The US stock markets have staged a stunning recovery in the face of the coronavirus. The obvious questions are: Why? And: is it too good to be true?
There are two drivers of the rebound – Big Tech and the Mighty Fed. Central bank the Federal Reserve has been providing trillions of dollars of support for the US economy.
With interest rates at rock bottom, money is looking for a home and is flooding into the market. The surge is uneven, though. It’s concentrated in Big Tech, with traditional sectors such as energy and financials, still well down.
Bounce back: The US stock markets have staged a stunning recovery in the face of the coronavirus
And the animal spirits on Wall Street are not shared on Main Street, where around 30m Americans – some 20 per cent of workers – have been in receipt of unemployment benefits in the pandemic.
Yet Apple’s market value has now soared to an incredible $2trillion.
Or take electric car manufacturer Tesla, whose share price has been described as ‘insane’ in a ‘market gone mad.’
Even its chief executive, Elon Musk, tweeted in May that the price is too high.
Yet its rise, nearly 340 per cent since January, has continued, at least so far. Tesla has tapped into the long-term theme of greener transport.
Other tech companies have come into their own due to the virus, such as Zoom, which is up almost 300 per cent since the start of the year.
Many of us who had never heard of the video communications outfit pre-Covid became daily users, though if we all go back to work as before, then eventually it could tail off.
The upshot is that the tech-heavy Nasdaq index has risen by 23 per cent since the start of the year and by 65 per cent since the bottom on March 23.
Of course it may be riding for a fall. Among the risks for tech stocks are that they are overtaken by rivals, or attacked and broken up by regulators.
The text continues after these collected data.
PR #414, opened 2020-05-25
Chapter 1/Homework 1

aysenti:
Here's my attempt at homework 1 (the bmi one), and homework 2 which I'm assuming was just forking, branching, and then doing a PR.

### DIFF
--- a/Src/BootCamp.Chapter/Program.cs
+++ b/Src/BootCamp.Chapter/Program.cs
@@ -23,10 +23,35 @@ namespace BootCamp.Chapter
 
             Console.Write("Hello world!" + System.Environment.NewLine);
 
-            Console.WriteLine("Tom's age is " + tAge + "and his height is " + tHeight + " and his weight is " + tWeight + " BMI is: " + tBmi);
-            Console.WriteLine("Colby's age is " + cAge + "and his height is " + cHeight + " and his weight is " + cWeight + " BMI is: " + cBmi);
+            Console.WriteLine("Tom's age is " + tAge + " and his height is " + tHeight + " and his weight is " + tWeight + " BMI is: " + tBmi);
+            Console.WriteLine("Colby's age is " + cAge + " and his height is " + cHeight + " and his weight is " + cWeight + " BMI is: " + cBmi);
             Console.WriteLine("Blakes's age is " + bAge + " and his height is " + bHeight + " and his weight is " + bWeight + " BMI is: " + bBmi);
+
+            Console.WriteLine("Press any key to continue...");
+
             Console.ReadLine();
+            Console.Clear();
+
+        Start:
+
+            Console.WriteLine("Please enter your name. ");
+            string yourName = Console.ReadLine();
+            Console.WriteLine("Hello " + yourName);
+
+            Console.WriteLine("Please enter your age now. ");
+            int yourAge = Convert.ToInt32(Console.ReadLine());
+            Console.WriteLine("Please enter your height now. ");
+            double yourHeight = double.Parse(Console.ReadLine());
+            Console.WriteLine("Please enter your weight now. ");
+            int yourWeight = Convert.ToInt32(Console.ReadLine());
+            double yourBMI = yourWeight / yourHeight;
+            Console.WriteLine("Alright " + yourName + ", " + "you are " + yourAge + " years old, and your BMI based off your provided measurements is " + yourBMI);
+
+            Console.WriteLine("Press any key to continue...");
+
+            Console.ReadLine();
+            Console.Clear();
+            goto Start;
         }
     }
 }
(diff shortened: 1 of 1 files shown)


Src/BootCamp.Chapter/Program.cs
```diff
@@ -6,7 +6,27 @@ class Program
...
+
+            int cWeight = 68;
+            float cHeight = 1.55F;
+            float cBmi = cWeight / cHeight;
+            int cAge = 20;
+
+            int bWeight = 61;
+            float bHeight = 1.41F;
+            float bBmi = bWeight / bHeight;
+            int bAge = 32;
```
jdphenix: Looking good so far! You're still needing to read in values from the console using `Console.ReadLine()`. 

    // getting a string
    Console.WriteLine("Enter a string.");
    string value = Console.ReadLine();

There's still a bit to do for numeric variables. Take a look at the [Finding missing pieces (Console)](https://github.com/csinn/CSharp-From-Zero-To-Hero/tree/Chapter1/Homework/1And2#finding-missing-pieces-console) section for ideas.

jdphenix (changes requested):
Looking good so far. Don't forget the spec asks you to implement prompting for a few key data values and outputting them back out, then repeat it again for another person. 

Ref (https://github.com/csinn/CSharp-From-Zero-To-Hero/tree/Chapter1/Homework/1And2#code)

Src/BootCamp.Chapter/Program.cs
```diff
@@ -23,10 +23,35 @@ static void Main(string[] args)
...
+            Console.WriteLine("Please enter your weight now. ");
+            int yourWeight = Convert.ToInt32(Console.ReadLine());
+            double yourBMI = yourWeight / yourHeight;
+            Console.WriteLine("Alright " + yourName + ", " + "you are " + yourAge + " years old, and your BMI based off your provided measurements is " + yourBMI);
+
+            Console.WriteLine("Press any key to continue...");
+
             Console.ReadLine();
+            Console.Clear();
+            goto Start;
```
jdphenix: Yipe! 

Consider a simple way of asking for two people's data without using `goto`. One way might be: 

    for (int i = 0; i < 2; i++)
    {
      // Ask and output here
    }

If you haven't seen a [for loop](https://docs.microsoft.com/en-us/dotnet/csharp/language-reference/keywords/for) before, that's fine! Basically, what this does is declare a variable `i`, makes sure that `i < 2`, then runs the code inside the brackets, then adds 1 to `i` and repeats. 

I definitely want to discourage to use of `goto`, in any circumstance.

Src/BootCamp.Chapter/Program.cs
```diff
@@ -23,10 +23,35 @@ static void Main(string[] args)
...
+            Console.WriteLine("Hello " + yourName);
+
+            Console.WriteLine("Please enter your age now. ");
+            int yourAge = Convert.ToInt32(Console.ReadLine());
+            Console.WriteLine("Please enter your height now. ");
+            double yourHeight = double.Parse(Console.ReadLine());
+            Console.WriteLine("Please enter your weight now. ");
+            int yourWeight = Convert.ToInt32(Console.ReadLine());
+            double yourBMI = yourWeight / yourHeight;
+            Console.WriteLine("Alright " + yourName + ", " + "you are " + yourAge + " years old, and your BMI based off your provided measurements is " + yourBMI);
```
jdphenix: Note the spec for this assignment would have you ask for name and surname.

jdphenix (changes requested):

Src/BootCamp.Chapter/Program.cs
aysenti: Alright I reworked it to ask for surname and to also not use goto

Src/BootCamp.Chapter/Program.cs
```diff
@@ -1,57 +1,57 @@
...
+                string surname = Console.ReadLine();
+                Console.WriteLine("Hello " + firstName + " " + surname);
+
+                Console.WriteLine("Please enter your age now. ");
+                int yourAge = Convert.ToInt32(Console.ReadLine());
+                Console.WriteLine("Please enter your height now. ");
+                double yourHeight = double.Parse(Console.ReadLine());
+                Console.WriteLine("Please enter your weight now. ");
+                int yourWeight = Convert.ToInt32(Console.ReadLine());
+                double yourBMI = yourWeight / yourHeight;
```
jdphenix, line 44: I should have caught this on the first review. bmi is weight over height squared.

jdphenix (approved):
Overall happy with this program. Keep in mind sticking to what's asked of the spec and coding style (extra empty lines).

Src/BootCamp.Chapter/Program.cs
aysenti: Oh my bad I also should have noticed that when I looked up the formula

For UK investors in US tech, there is also a currency risk. But if you believe we will be using more technology a decade from now, then in the long term you can’t afford to ignore them.
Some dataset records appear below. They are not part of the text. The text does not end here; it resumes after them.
PR #416, opened 2020-05-25
Chapter1 homework 10

mkasarci:


Src/BootCamp.Chapter/CaesarCipher.cs
```diff
@@ -1,5 +1,6 @@
 ﻿using System;
 using System.Collections.Generic;
+using System.Net.Http;
```
jdphenix, line 3: Not needed.

jdphenix (approved):
Good job, I only have nitpicks. 

As a little bit of a bonus for yourself, consider what you might ought to do if you get a string passed that results in a ciphertext outside the bounds of the alphabet (for example, input "zoo", shift right 3).

PR #459, opened 2020-06-27
Created Encrypt and Decrypt while using Caesar cipher

Laura582:


Src/BootCamp.Chapter/CaesarCipher.cs
```diff
@@ -7,16 +7,37 @@ namespace BootCamp.Chapter
...
+                Console.WriteLine(messageEncrypt);
+            }
+
+            return new string(encryptString.ToArray());
+
+        }
         public static string Decrypt(string message, byte shift)
         {
-            return message;
+            return EncryptString(message, 0 - shift);
```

The pandemic has accelerated the shift from traditional business to tech.
Companies such as Apple, Amazon and Netflix could be among the lasting winners in a post-Covid world, particularly if social distancing and targeted lockdowns remain a feature of our lives for some time.
There are plenty of reasons to be cautious about the US. Optimism about beating the virus and an economic revival are built in to the market’s rise, but may be ill-founded.
Volatility is likely to increase ahead of the election in the autumn.
Normally a Republican president would be seen as positive for markets, but given Donald Trump’s behaviour – and the likelihood, if he is re-elected, of more trade tensions with China – the usual rules are out.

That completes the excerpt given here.